Experiential travel to me means having the space and opportunity to feel not as a tourist, but as a guest. Sitting down with a local family for a cup of tea and getting the chance to connect with them in an intimate space. Talking to your guide about their kids, their hobbies, and how the high-school entrance exam differs from that in your home country. Eating at a truly local restaurant where every other table is filled with office workers on their lunch break, not other tour groups on the same loop. It’s these opportunities that give travellers the space to listen, to observe, to ask, to learn and to share. Experiential travel is not a one-way channel, it’s an exchange between cultures.
Culture, respect & responsibility
How do you ensure that cultural depth doesn’t become cultural performance for visitors?

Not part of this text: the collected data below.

PR #560, opened 2017-08-04
Create a React component for second passphrase field - Closes #540

### LINKED ISSUE #540: Create a React component for second passphrase field
Send dialog in React currently doesn't support second passphrase accounts. It should display the second passphrase field if the account has it. There should be a unified solution to use across all transaction types (send, vote, register delegate).

slaweet:
Closes #540

### DIFF
--- a/src/components/secondPassphraseInput/index.test.js
+++ b/src/components/secondPassphraseInput/index.test.js
@@ -3,11 +3,10 @@ import chai, { expect } from 'chai';
 import sinonChai from 'sinon-chai';
 import { mount } from 'enzyme';
 import { Provider } from 'react-redux';
-import SecondPassphraseInputContainer from './';
+import SecondPassphraseInputContainer from './index';
 import store from '../../store';
 
 chai.use(sinonChai);
-
 
 describe('SecondPassphraseInputContainer', () => {
   let wrapper;
--- a/src/components/secondPassphraseInput/index.test.js
+++ b/src/components/secondPassphraseInput/index.test.js
@@ -3,19 +3,28 @@ import chai, { expect } from 'chai';
 import sinonChai from 'sinon-chai';
 import { mount } from 'enzyme';
 import { Provider } from 'react-redux';
+import configureMockStore from 'redux-mock-store';
 import SecondPassphraseInputContainer from './index';
-import store from '../../store';
 
 chai.use(sinonChai);
 
 describe('SecondPassphraseInputContainer', () => {
   let wrapper;
 
-  beforeEach(() => {
-    wrapper = mount(<Provider store={store}><SecondPassphraseInputContainer /></Provider>);
+  it('should render SecondPassphraseInput with props.hasSecondPassphrase if store.account.secondSignature is truthy', () => {
+    const store = configureMockStore([])({ account: { secondSignature: 1 } });
+    wrapper = mount(<Provider store={store}>
+        <SecondPassphraseInputContainer onError={ () => {} } />
+      </Provider>);
+    expect(wrapper.find('SecondPassphraseInput')).to.have.lengthOf(1);
+    expect(wrapper.find('SecondPassphraseInput').props().hasSecondPassphrase).to.equal(true);
   });
 
-  it('should render SecondPassphraseInput', () => {
-    expect(wrapper.find('SecondPassphraseInput')).to.have.lengthOf(1);
+  it('should render SecondPassphraseInput with !props.hasSecondPassphrase if store.account.secondSignature is falsy', () => {
+    const store = configureMockStore([])({ account: { secondSignature: 0 } });
+    wrapper = mount(<Provider store={store}>
+        <SecondPassphraseInputContainer onError={ () => {} } />
+      </Provider>);
+    expect(wrapper.find('SecondPassphraseInput').props().hasSecondPassphrase).to.equal(false);
   });
 });
--- a/src/components/secondPassphraseInput/index.test.js
+++ b/src/components/secondPassphraseInput/index.test.js
@@ -1,0 +1,22 @@
+import React from 'react';
+import chai, { expect } from 'chai';
+import sinonChai from 'sinon-chai';
+import { mount } from 'enzyme';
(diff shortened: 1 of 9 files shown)


src/components/secondPassphraseInput/secondPassphraseInput.js
```diff
@@ -0,0 +1,42 @@
...
+  handleChange(value) {
+    this.props.onChange(value);
+    const error = this.validate(value);
+    if (error) {
+      this.props.onError(error, value);
+    }
+  }
+
+  // eslint-disable-next-line class-methods-use-this
+  validate(value) {
```
yasharAyari: If you don't use 'this' in a function of class, it doesn't need to be a function inside a class. So,you should define it outside your class and use it inside the class functions. after that you remove 'eslint-disable-next-line'.

slaweet: This `eslint` check is IMO stupid. My reason was that the function logically belongs to the component. There is a very similar `validateInput` function in send component [0], which by chance needs to use `this` so `eslint` is not complaining. But both functions are from the semantic point of view the same (validators) and thus both should IMO be also syntactically the same. 

[0] https://github.com/LiskHQ/lisk-nano/blob/development/src/components/send/send.js#L51-L62

src/components/secondPassphraseInput/index.test.js
```diff
@@ -0,0 +1,22 @@
...
+import sinonChai from 'sinon-chai';
+import { mount } from 'enzyme';
+import { Provider } from 'react-redux';
+import SecondPassphraseInputContainer from './';
+import store from '../../store';
+
+chai.use(sinonChai);
+
+
+describe('SecondPassphraseInputContainer', () => {
```
reyraa: Please cover the goal of component.

src/components/secondPassphraseInput/index.test.js
```diff
@@ -0,0 +1,22 @@
+import React from 'react';
+import chai, { expect } from 'chai';
+import sinonChai from 'sinon-chai';
+import { mount } from 'enzyme';
+import { Provider } from 'react-redux';
+import SecondPassphraseInputContainer from './';
```
reyraa: Please use the full name of file without postfix.

src/components/secondPassphraseInput/secondPassphraseInput.js
```diff
@@ -0,0 +1,42 @@
...
+import { isValidPassphrase } from '../../utils/passphrase';
+
+class SecondPassphraseInput extends React.Component {
+  componentDidMount() {
+    if (this.props.hasSecondPassphrase) {
+      this.props.onError(undefined, '');
+    }
+  }
+
+  handleChange(value) {
```
reyraa: This is not a generic change handler. Please use a more descriptive name.

src/components/secondPassphraseInput/secondPassphraseInput.js
```diff
@@ -0,0 +1,42 @@
...
+  }
+
+  // eslint-disable-next-line class-methods-use-this
+  validate(value) {
+    if (!value) {
+      return 'Required';
+    } else if (!isValidPassphrase(value)) {
+      return 'Invalid passphrase';
+    }
+    return undefined;
```
reyraa: This is redundant. All void functions return undefined.

reyraa: In case eslint complains, define a variable and return once.

src/components/secondPassphraseInput/secondPassphraseInput.js
```diff
@@ -0,0 +1,42 @@
...
+  }
+
+  render() {
+    return (this.props.hasSecondPassphrase ?
+      <Input label='Second Passphrase' required={true}
+        className='second-passphrase'
+        error={this.props.error}
+        value={this.props.value}
+        onChange={this.handleChange.bind(this)} /> :
+      null);
```
reyraa: A component shouldn't return null as template. What happens if we use this component for a account without a second passphrase?

src/components/secondPassphraseInput/index.test.js
```diff
@@ -0,0 +1,22 @@
...
+import store from '../../store';
+
+chai.use(sinonChai);
+
+
```
reyraa: Please remove extra blank line.

src/components/secondPassphraseInput/secondPassphraseInput.test.js
```diff
@@ -0,0 +1,39 @@
+import React from 'react';
+import chai, { expect } from 'chai';
+import sinonChai from 'sinon-chai';
+import { mount } from 'enzyme';
+import sinon from 'sinon';
+import SecondPassphraseInput from './secondPassphraseInput';
+
+chai.use(sinonChai);
+
+
```
reyraa: Please remove the extra blank line

src/components/secondPassphraseInput/secondPassphraseInput.js
slaweet: It's ok: https://facebook.github.io/react/docs/conditional-rendering.html#preventing-component-from-rendering

src/components/secondPassphraseInput/index.test.js
slaweet: If you think we shouldn't use more than one line, please open an Issue to update eslint http://eslint.org/docs/rules/no-multiple-empty-lines

src/components/secondPassphraseInput/secondPassphraseInput.js
slaweet: I know it's redundant. But AFAIK that's the whole point of `consistent-return` eslint rule. To improve readability through redundancy. I think it's also more readable than using a variable and return once.

reyraa: `return undefined` might help eslint but it's not a logic to cover consistent return pattern. as mentioned before, you can define a variable and assign instead, then . return just once.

The simple truth is that travel is not purely observatory, it influences the cultures through which it passes. Local people around the world are harnessing this new economy, trading access to their lives and cultures for a fee. I don’t think the importance lies necessarily between cultural depth and cultural performance, but more how transparently these experiences are presented.
A recent experience in Taiwan really put this in perspective for me. I was visiting an indigenous Amis village so remote that we had to four-wheel up the side of a mountain to reach it. The tribe only accepts 30 visitors per day. Nor do they allow visitors to stay overnight, explaining that, as soon as they do, their home becomes a 24-hour place for tourism and no longer an active, living village.

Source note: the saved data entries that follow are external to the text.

Issue #548, opened 2017-08-02
Jenkins doesn't fail if there are eslint errors in tests


slaweet:
### Expected behaviour
Jenkins should fail if there are some eslint errors in any js file
That includes:
- unit tests
- e2e tests.
- electron js files.

### Actual behaviour
Jenkins only fails of there are eslint errors in source code, not in tests, so these errors made it to `development`:
```
ERROR in ./src/actions/toaster.test.js
ESLintError: 
/home/lisk/jenkins/workspace/Nano-Pipeline_PR-528-FIT557NSAL6UDXDBXECWKK7CZ7AOPHW3SVG5CBQI5YI6GO5HABMA/src/actions/toaster.test.js
  11:55  error  Block must not be padded by blank lines  padded-blocks

��� 1 problem (1 error, 0 warnings)


ERROR in ./src/components/passphrase/passphraseGenerator.test.js
ESLintError: 
/home/lisk/jenkins/workspace/Nano-Pipeline_PR-528-FIT557NSAL6UDXDBXECWKK7CZ7AOPHW3SVG5CBQI5YI6GO5HABMA/src/components/passphrase/passphraseGenerator.test.js
  5:10  error  'mount' is defined but never used  no-unused-vars

��� 1 problem (1 error, 0 warnings)


ERROR in ./src/utils/passphrase.test.js
ESLintError: 
/home/lisk/jenkins/workspace/Nano-Pipeline_PR-528-FIT557NSAL6UDXDBXECWKK7CZ7AOPHW3SVG5CBQI5YI6GO5HABMA/src/utils/passphrase.test.js
  2:10  error  'spy' is defined but never used  no-unused-vars

��� 1 problem (1 error, 0 warnings)


ERROR in ./src/components/voting/votingHeader.test.js
ESLintError: 
/home/lisk/jenkins/workspace/Nano-Pipeline_PR-528-FIT557NSAL6UDXDBXECWKK7CZ7AOPHW3SVG5CBQI5YI6GO5HABMA/src/components/voting/votingHeader.test.js
  44:55  error  Missing semicolon  semi

��� 1 problem (1 error, 0 warnings)
```

PR #577, opened 2017-08-08
Re-enable e2e tests for features already working in React - Closes #565

### LINKED ISSUE #565: Re-enable e2e tests for features already working in React
### Expected behaviour
All currently migrated behaviour should be covered with e2e tests. 
### Actual behaviour
Some behaviour is not  covered - e.g. Send

slaweet:
Closes #565


reyraa:
There's 3 thoughts about current setup of e2e tests:
 - They don't meet out eslint standard. which we'll cover with #548 
 - It depicts active peer as Offline in all the tests. even though it makes all the Api calls successfully.
 - we always have to fun `e2e-test-setup.sh` before running `e2e-test`, why not merging these together?
 - Some of tests are written based on  classnames belonging to the theme framework and thus vulnerable to theme changes.

PR #582, opened 2017-08-08
Unit tests should run on file change only once - Closes #581

### LINKED ISSUE #581: Unit tests should run on file change only once
### Expected behaviour
When running `npm run test-live` tests should run only once on file change.
### Actual behaviour
When running `npm run test-live` tests run twice on file change.

It's probably related to this [0]
> Actually, watching with webpack is better since the tests will be rerun only once - after webpack rebuilds test_index.js.
> Watching with karma means that karma will run tests upon change some_test.js and after webpack rebuilds the test_index.js

[0] https://github.com/webpack-contrib/karma-webpack/issues/23#issuecomment-55240090

alepop:
closes #581

### DIFF
--- a/karma.conf.js
+++ b/karma.conf.js
@@ -14,7 +14,7 @@ module.exports = function (config) {
     frameworks: ['mocha', 'chai'],
     files: [
       fileRoot,
-      { pattern: filePattern, included: false, served: false, watched: true }
+      { pattern: filePattern, included: false, served: false, watched: false },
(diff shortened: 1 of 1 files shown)


slaweet (approved):
That's great @alepop.
I would swear that I tried the same thing and it didn't work, but your's works :-)

alepop:
@slaweet magic! :-)

PR #609, opened 2017-08-16
Migrate desktop notifications to react - Closes #568

### LINKED ISSUE #568: Migrate desktop notifications for changes to React
### Expected behaviour
The goal is to migrate the functionality implemented in Angular the original issue:
https://github.com/LiskHQ/lisk-nano/issues/253
### Actual behaviour
The functionality is not in React version, yet.

alepop:
closes #568


alepop:
@slaweet I merged the branch with development. I checked it and HTTP requests are triggered when the app is not in focus and notification was triggered for me.

src/store/middlewares/notification.js
```diff
@@ -0,0 +1,23 @@
+import actionTypes from '../../constants/actions';
+import Notification from '../../utils/notification';
+
+const notificationMiddleware = (store) => {
+  const notify = Notification.init();
+  return next => (action) => {
+    next(action);
+
+    const { account } = store.getState();
```
slaweet: So I figured out that the reason it wasn't showing the notification is actually here. Lines 7 and 9 need to be swapped. 

Currently, `next(action);` goes synchronously through all other middlewares and reducers, then `{ account }` gets the updated value of the account, so there is never any difference in balance.

alepop: oh... you right. i handled notification with hard-coded value for testing after your first comment.

PR #613, opened 2017-08-17
Cetralise test setup - Closes #589

### LINKED ISSUE #589: Centralise test setup
### Expected behaviour

Chai plugins etc should be initialised once in a setup file for all tests.

### Actual behaviour

They're imported and initialised in individual files many times over.

slaweet:
Closes #589


src/tests.js
```diff
@@ -1,3 +1,15 @@
...
+import sinon from 'sinon';
+import sinonStubPromise from 'sinon-stub-promise';
+
+chai.use(sinonChai);
+chai.use(chaiEnzyme());
+chai.use(chaiAsPromised);
+sinonStubPromise(sinon);
+
 // load all tests into one bundle
 const testsContext = require.context('.', true, /\.test\.js$/);
```
yasharAyari: Use es6 import instead of require.

slaweet: I don't think it is possible to use `import` for this task. If you know how, please tell me.

yasharAyari: you can try this https://github.com/crisberrios/dir-loader

slaweet: I looked at `dir-loader`, but it is still using `require`, so I don't see how does it help. 

I don't see what is the problem with the current solution.

PR #617, opened 2017-08-18
Fix responsiveness of the layout - Closes #529

### LINKED ISSUE #529: Fix responsiveness of the layout
### Expected behaviour

responsive-ok

Compare `develpment` with `1.0.0` on different window widths to see what else needs to be done.
### Actual behaviour
responsive-nok

slaweet:
Closes #529

### DIFF
--- a/src/components/account/account.css
+++ b/src/components/account/account.css
@@ -69,6 +69,13 @@
     font-weight: 500;
     letter-spacing: 0;
     margin-top: 0;
+    margin-top: 20px;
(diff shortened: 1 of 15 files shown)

At one point, one of the local guides was showing us a snare hidden in the foliage for catching wild chickens. After explaining how it worked, he stopped to say, very clearly, that this particular snare was just an example to show to visitors. Nowadays, everyone in the village raises domestic chickens as it’s much easier than trapping wild ones. For me, this was the ultimate form of cultural depth: the local guide did not have to tell us this truth, but he chose to level with us to show how his community really lives.

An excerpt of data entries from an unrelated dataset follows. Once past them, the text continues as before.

PR #630, opened 2017-08-21
Fix issues in forging - Closes #618

### LINKED ISSUE #618: Issues in forging tab
### Expected behaviour
forging tab should work as before the migration
### Actual behaviour
forging tab
- shows Rank higher by 1 (compared to nano 1.0.0)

Where do you see well-intentioned travellers most often getting it wrong in East Asia and how can the industry do better?
A lot of travellers are using social media to plan their trips. This has the potential to be a great tool, but often it falls short and recommendations are unqualified, unresearched and even misleading.
An example of this is Chongqing, a city in China which has blown up on social media in the last year or so. Someone at some point dubbed it the “cyberpunk city” and the name has stuck. The result is a huge increase of interest in Chongqing as a travel destination, with people asking specifically to see all the futuristic technology there. The issue here is that Chongqing isn’t one of China’s tech hubs like Shanghai or Shenzhen. Tech exists there, of course, as it does everywhere in China, but Chongqing is best known for incredibly spicy food, creative architecture adapted to the verticality of the city and being a main port on the Yangtze River. Almost all of this gets overlooked with crowds of people instead lining up to get the same Instagram shot at the most “cyberpunk” inspired spots in the city.
Personal perspective
What keeps you curious after more than a decade working in the region?
I’m a firm believer that with a traveller’s mindset there are always more places to explore, more people to meet and more things to learn. As long as you stay curious, there is always more to experience.
Quick fire
Mountains or coast? Both (which is why you should go to Taiwan).
Sunrise hike or late-night street food? Sunset hike and street breakfast.
One place in Taiwan you never tire of returning to? The breakfast shops.
Coffee before adventure – essential or optional? Coffee before everything, always.
Favourite way to get around: on foot, by bike or by motorbike? On foot.
A sound that instantly reminds you of East Asia? Fleur de lis. IYKYK 😉
Street market or remote trail? Remote trail.
Something you always carry in your backpack? A headlamp.
A moment in nature that stopped you in your tracks? Swimming alongside the highly venomous banded sea krait in Taiwan.